Building and Running Pipeline
=============================

.. py:currentmodule:: spdl.pipeline

First, let's look at how easy it is to build the pipeline in SPDL.

The following snippet demonstrates how one can construct a
:py:class:`Pipeline` object using a :py:class:`PipelineBuilder` object.

.. code-block::

   >>> from spdl.pipeline import PipelineBuilder
   >>>
   >>> pipeline = (
   ...     PipelineBuilder()
   ...     .add_source(range(12))
   ...     .pipe(lambda x: 2 * x)
   ...     .pipe(lambda x: x + 1)
   ...     .aggregate(3)
   ...     .add_sink(3)
   ...     .build(num_threads=1)
   ... )


The resulting :py:class:`Pipeline` object contains all the logic to
perform the operations in an async event loop in a background thread.

To run the pipeline, call :py:meth:`Pipeline.start`.
Once the pipeline starts executing, you can iterate on the pipeline.
Finally call :py:meth:`Pipeline.stop` to stop the background thread.

.. code-block::

   >>> pipeline.start()
   >>>
   >>> for item in pipeline:
   ...     print(item)
   [1, 3, 5]
   [7, 9, 11]
   [13, 15, 17]
   [19, 21, 23]
   >>> pipeline.stop()

It is important to call :py:meth:`Pipeline.stop`.
Forgetting to do so will leave the background thread running,
leading to the situation where Python interpreter gets stuck at exit.
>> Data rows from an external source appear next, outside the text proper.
PR #2067, opened 2021-08-18
gRPC instrumentation fix and refactoring

eyalkoren:
## What does this PR do?

This PR started as a fix to an issue reported in [the forum](https://discuss.elastic.co/t/java-grpc-client-not-ending-spans-and-not-reporting-to-apm/280643).

The issue is related to a change we did when tests of gRPC version 1.35 started failing due to duplicated client spans. In order to get rid of the extra span, we excluded `io.grpc.internal.ManagedChannelImpl$RealChannel` from our `ChannelInstrumentation`. However, this broke other scenarios, so this PR restores instrumentation of said channel and adds special handling for the `io.grpc.internal.DelayedClientCall` (added in 1.32) instead. This new client call type is created as a placeholder and starts going through the client call lifecycle, but at some point (different between 1.32 and 1.35) it starts referring to the real client call and delegate invocations to it. The new lifecycle management allows creation of duplicated spans, but when `io.grpc.internal.DelayedClientCall`s are used, their corresponding spans replace the ones created for the "real" calls once they are set as the delegate of the placeholder call, and the spans created for the real calls are discarded.

In addition, we now use `ensureInstrumented` to instrument client calls, server calls, client listeners and server listeners. By doing that, we can both be very efficient in type matching and still support custom types. While customer client/server calls are sort of edge case, custom listeners are probably more expected. Our tests now include custom client call and client/server listeners.

Lastly, I refactored all instrumentations to extract advice methods into separate (inner) classes, so to ensure proper dependencies visibility.

In a separate PR I intend to apply some enhancements to `SpanConcurrentHashMap` and then replace all maps within `GrpcHelper` with such.

## Checklist

  - [x] The reporting user confirmed general functionality and resolution of the reported issue

### DIFF
--- a/apm-agent-plugins/apm-grpc/apm-grpc-plugin/pom.xml
+++ b/apm-agent-plugins/apm-grpc/apm-grpc-plugin/pom.xml
@@ -37,7 +37,12 @@
             <version>${grpc.version}</version>
             <scope>test</scope>
         </dependency>
-
+        <dependency>
+            <groupId>io.grpc</groupId>
+            <artifactId>grpc-netty-shaded</artifactId>
+            <version>${grpc.version}</version>
+            <scope>test</scope>
+        </dependency>
         <dependency>
             <groupId>io.cucumber</groupId>
             <artifactId>cucumber-java</artifactId>
--- a/apm-agent-plugins/apm-grpc/apm-grpc-plugin/src/main/java/co/elastic/apm/agent/grpc/GrpcHelper.java
+++ b/apm-agent-plugins/apm-grpc/apm-grpc-plugin/src/main/java/co/elastic/apm/agent/grpc/GrpcHelper.java
@@ -372,8 +372,8 @@ public class GrpcHelper {
      *     </li>
      *     <li>
      *         a single span was created and either mapped for both the placeholder and the real call (theoretical),
-     *         in which case we need to do nothing, or mapped only to the placeholder, in which to add a mapping for
-     *         the real client call
+     *         in which case we need to do nothing, or mapped only to the placeholder, in which case we need to add a
+     *         span mapping for the real client call
      *     </li>
      * </ul>
      *
--- a/apm-agent-plugins/apm-grpc/apm-grpc-plugin/src/main/java/co/elastic/apm/agent/grpc/GrpcHelper.java
+++ b/apm-agent-plugins/apm-grpc/apm-grpc-plugin/src/main/java/co/elastic/apm/agent/grpc/GrpcHelper.java
@@ -18,6 +18,7 @@
  */
 package co.elastic.apm.agent.grpc;
 
+import co.elastic.apm.agent.impl.GlobalTracer;
 import co.elastic.apm.agent.impl.Tracer;
 import co.elastic.apm.agent.impl.context.Destination;
 import co.elastic.apm.agent.impl.transaction.AbstractHeaderGetter;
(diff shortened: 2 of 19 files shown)


apm-agent-plugins/apm-grpc/apm-grpc-plugin/src/main/java/co/elastic/apm/agent/grpc/GrpcHelper.java
```diff
@@ -312,25 +323,83 @@ public Span startSpan(@Nullable AbstractSpan<?> parent,
...
+            Span spanToMap = spanFromEntry;
+            if (spanToMap == null) {
+                // handling nested newCall() invocations - we still want to map the client call to the same span
+                Span tmp = GlobalTracer.get().getActiveSpan();
+                if (tmp != null && tmp.getSubtype() != null && tmp.getSubtype().equals(GRPC) && tmp.isExit()) {
+                    spanToMap = tmp;
+                }
+            }
+
+            if (spanToMap != null && !spanToMap.isDiscarded()) {
```
SylvainJuge, line 345: [question] in which case does the span would have been discarded ?

apm-agent-plugins/apm-grpc/apm-grpc-plugin/src/test/java/co/elastic/apm/agent/grpc/AbstractGrpcClientInstrumentationTest.java
```diff
@@ -156,7 +155,6 @@ void clientStreamingCallShouldBeIgnored() {
     }
 
     @Test
-    @Disabled // disabled for now as it's flaky on CI
```
SylvainJuge, line 159: :tada:

apm-agent-plugins/apm-grpc/apm-grpc-plugin/pom.xml
```diff
@@ -37,7 +37,12 @@
             <version>${grpc.version}</version>
             <scope>test</scope>
         </dependency>
-
+        <dependency>
+            <groupId>io.grpc</groupId>
+            <artifactId>grpc-netty-shaded</artifactId>
+            <version>${grpc.version}</version>
+            <scope>test</scope>
+        </dependency>
```
SylvainJuge, line 45: [question] why do we need this extra dependency for testing ? is it required only for newer versions ?

SylvainJuge (approved):
LGTM, only a few questions/comments.

apm-agent-plugins/apm-grpc/apm-grpc-plugin/src/test/java/co/elastic/apm/agent/grpc/AbstractGrpcClientInstrumentationTest.java
eyalkoren: 🤞

apm-agent-plugins/apm-grpc/apm-grpc-plugin/pom.xml
eyalkoren: I used this for getting sources so I can debug an entire version. Since it's in `test` scope, I think worth keeping it for the same purpose.

apm-agent-plugins/apm-grpc/apm-grpc-plugin/src/main/java/co/elastic/apm/agent/grpc/GrpcHelper.java
eyalkoren: Not sure if it's a real possibility, but since we are discarding spans I think it worth the check - we don't need to continue with mappings for discarded spans.
Theoretical option: two internal gRPC channels delegate `newCall() ` from one to the other, where the nested call already sets the created call as the real call in the corresponding `DelayedClientCall`, causing the active span to be discarded already before the outer call exits.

In practice, there is always a possibility that the application is
interrupted for unexpected reasons.
To make sure that the pipeline is stopped, it is recommended to use
:py:meth:`Pipeline.auto_stop` context manager, which calls
``Pipeline.start`` and ``Pipeline.stop`` automatically.

.. code-block::

   >>> with pipeline.auto_stop():
   ...    for item in pipeline:
   ...        print(item)

.. warning::

   Do not call :py:func:`iter` on the pipeline because :py:meth:`Pipeline.stop`
   might not be called at the right time.

   Say you wrap a ``Pipeline`` to create an class that resembles conventional
   ``DataLoader``.

   .. code-block:: python

      class DataLoader:
          ...

          def __iter__(self):
              with self.pipeline.auto_stop():
                  for item in pipeline:
                      yield item

      dataloader = DataLoader(...)

   Make sure to use this class like the following.
   This way, the context manager properly calls ``Pipeline.stop`` when
   the execution flow goes out of the loop, even
   when the application is exiting with unexpected errors.

   .. code-block:: python

      for item in dataloader:
          ...

   Do not use it like the following. This way, the ``Pipeline.stop``
   does not get called until the garbage collector deletes the object,
   which might cause deadlock.

   .. code-block:: python

      iterator = iter(dataloader)
      item = next(iterator)


.. note::

   Once :py:meth:`Pipeline.stop` method is called, the ``Pipeline`` object is unusable.
   To pause the execution, simply stop consuming the output.
   The ``Pipeline`` will get blocked when the internal buffers are full.
   To resume the execution, resume consuming the data.